Dataset entries
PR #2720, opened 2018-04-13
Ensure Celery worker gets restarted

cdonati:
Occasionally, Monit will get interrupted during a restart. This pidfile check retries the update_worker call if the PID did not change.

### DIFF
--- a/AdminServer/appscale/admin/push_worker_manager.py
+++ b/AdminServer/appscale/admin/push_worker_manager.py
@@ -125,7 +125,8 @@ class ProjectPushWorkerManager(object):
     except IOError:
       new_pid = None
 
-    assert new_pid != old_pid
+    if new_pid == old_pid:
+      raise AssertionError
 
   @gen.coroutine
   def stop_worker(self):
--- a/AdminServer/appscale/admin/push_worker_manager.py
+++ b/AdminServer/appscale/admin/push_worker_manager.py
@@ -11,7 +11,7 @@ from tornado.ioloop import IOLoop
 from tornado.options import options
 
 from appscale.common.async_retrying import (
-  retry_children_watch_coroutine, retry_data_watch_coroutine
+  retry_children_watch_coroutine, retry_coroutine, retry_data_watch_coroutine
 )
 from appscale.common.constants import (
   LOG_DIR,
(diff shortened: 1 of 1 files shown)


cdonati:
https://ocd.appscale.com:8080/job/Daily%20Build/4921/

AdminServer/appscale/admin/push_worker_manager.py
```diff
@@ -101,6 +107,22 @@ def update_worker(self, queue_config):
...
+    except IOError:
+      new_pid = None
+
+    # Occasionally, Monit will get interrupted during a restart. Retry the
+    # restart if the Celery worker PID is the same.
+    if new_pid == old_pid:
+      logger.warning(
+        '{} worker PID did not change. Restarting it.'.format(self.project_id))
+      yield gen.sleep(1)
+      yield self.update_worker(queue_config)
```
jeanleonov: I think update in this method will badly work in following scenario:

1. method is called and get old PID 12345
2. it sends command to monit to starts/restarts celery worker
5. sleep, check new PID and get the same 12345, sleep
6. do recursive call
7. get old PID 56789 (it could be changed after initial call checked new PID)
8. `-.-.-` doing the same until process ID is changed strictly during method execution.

* * *

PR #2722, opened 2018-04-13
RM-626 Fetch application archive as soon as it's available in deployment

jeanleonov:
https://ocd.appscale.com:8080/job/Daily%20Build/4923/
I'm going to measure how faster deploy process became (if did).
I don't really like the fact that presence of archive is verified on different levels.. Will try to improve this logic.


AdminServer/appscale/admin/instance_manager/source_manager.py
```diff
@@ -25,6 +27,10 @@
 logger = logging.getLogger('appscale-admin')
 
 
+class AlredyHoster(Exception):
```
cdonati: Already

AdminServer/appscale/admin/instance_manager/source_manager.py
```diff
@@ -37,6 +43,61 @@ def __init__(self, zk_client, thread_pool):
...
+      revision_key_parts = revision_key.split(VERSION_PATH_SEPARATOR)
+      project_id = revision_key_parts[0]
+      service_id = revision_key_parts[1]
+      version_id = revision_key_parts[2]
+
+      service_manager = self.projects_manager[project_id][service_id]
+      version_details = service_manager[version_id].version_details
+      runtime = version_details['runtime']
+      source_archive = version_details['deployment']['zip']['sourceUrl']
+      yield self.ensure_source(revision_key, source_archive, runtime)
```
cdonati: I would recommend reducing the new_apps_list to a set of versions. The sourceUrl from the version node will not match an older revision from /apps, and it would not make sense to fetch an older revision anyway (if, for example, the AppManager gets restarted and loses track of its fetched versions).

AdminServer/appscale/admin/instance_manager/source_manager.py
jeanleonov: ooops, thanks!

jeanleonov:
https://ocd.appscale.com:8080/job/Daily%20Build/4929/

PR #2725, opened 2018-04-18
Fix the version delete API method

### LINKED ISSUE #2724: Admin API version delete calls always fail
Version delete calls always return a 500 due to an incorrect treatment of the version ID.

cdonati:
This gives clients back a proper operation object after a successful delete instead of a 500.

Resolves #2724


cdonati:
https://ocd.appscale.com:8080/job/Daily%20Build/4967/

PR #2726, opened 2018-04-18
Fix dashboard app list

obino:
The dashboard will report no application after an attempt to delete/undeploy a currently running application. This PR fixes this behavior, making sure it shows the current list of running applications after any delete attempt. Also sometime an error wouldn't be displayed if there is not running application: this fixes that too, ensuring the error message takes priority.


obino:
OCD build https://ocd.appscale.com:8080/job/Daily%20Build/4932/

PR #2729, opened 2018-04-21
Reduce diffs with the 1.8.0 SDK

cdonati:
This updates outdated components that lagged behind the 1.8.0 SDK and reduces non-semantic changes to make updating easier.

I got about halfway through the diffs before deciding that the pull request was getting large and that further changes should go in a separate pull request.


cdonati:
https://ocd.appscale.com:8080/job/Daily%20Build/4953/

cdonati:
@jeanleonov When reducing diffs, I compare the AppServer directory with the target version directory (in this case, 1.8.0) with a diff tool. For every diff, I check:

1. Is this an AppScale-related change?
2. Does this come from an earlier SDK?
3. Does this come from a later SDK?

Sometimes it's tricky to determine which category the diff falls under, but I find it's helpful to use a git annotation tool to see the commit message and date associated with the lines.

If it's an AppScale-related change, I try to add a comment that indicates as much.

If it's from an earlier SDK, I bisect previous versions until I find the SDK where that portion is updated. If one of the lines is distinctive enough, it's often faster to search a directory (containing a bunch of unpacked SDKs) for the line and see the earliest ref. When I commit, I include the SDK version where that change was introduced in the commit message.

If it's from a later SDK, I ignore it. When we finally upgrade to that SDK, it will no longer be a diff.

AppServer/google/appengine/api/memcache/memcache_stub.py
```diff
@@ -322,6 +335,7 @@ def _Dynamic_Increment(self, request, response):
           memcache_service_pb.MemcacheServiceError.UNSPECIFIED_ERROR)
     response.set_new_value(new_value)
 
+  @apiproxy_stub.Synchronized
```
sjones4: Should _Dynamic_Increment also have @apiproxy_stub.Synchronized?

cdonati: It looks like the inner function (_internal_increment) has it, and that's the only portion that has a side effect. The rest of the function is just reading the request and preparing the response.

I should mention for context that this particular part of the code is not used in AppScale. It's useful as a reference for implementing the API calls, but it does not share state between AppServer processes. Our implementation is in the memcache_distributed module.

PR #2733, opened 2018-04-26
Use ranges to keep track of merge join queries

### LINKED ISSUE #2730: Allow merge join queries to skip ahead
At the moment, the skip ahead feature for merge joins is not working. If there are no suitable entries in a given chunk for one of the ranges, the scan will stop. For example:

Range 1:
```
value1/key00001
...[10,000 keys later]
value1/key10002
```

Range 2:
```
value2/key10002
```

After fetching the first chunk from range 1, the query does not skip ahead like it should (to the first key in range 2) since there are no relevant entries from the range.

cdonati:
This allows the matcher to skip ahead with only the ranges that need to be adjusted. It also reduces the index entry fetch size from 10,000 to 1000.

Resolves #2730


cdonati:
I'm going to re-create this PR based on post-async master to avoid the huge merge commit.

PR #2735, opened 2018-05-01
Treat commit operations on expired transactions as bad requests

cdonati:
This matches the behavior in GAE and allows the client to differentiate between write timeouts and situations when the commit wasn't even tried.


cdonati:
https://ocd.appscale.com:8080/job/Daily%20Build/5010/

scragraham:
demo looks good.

● **WHAT IS EXPECTED**:
Look back at the entries above and repeat, unchanged, every line from the line holding "PR #2726, opened 2018-04-18" through the line holding "This updates outdated".

● **PROBLEM SOLUTION**:
PR #2726, opened 2018-04-18
Fix dashboard app list

obino:
The dashboard will report no application after an attempt to delete/undeploy a currently running application. This PR fixes this behavior, making sure it shows the current list of running applications after any delete attempt. Also sometime an error wouldn't be displayed if there is not running application: this fixes that too, ensuring the error message takes priority.


obino:
OCD build https://ocd.appscale.com:8080/job/Daily%20Build/4932/

PR #2729, opened 2018-04-21
Reduce diffs with the 1.8.0 SDK

cdonati:
This updates outdated components that lagged behind the 1.8.0 SDK and reduces non-semantic changes to make updating easier.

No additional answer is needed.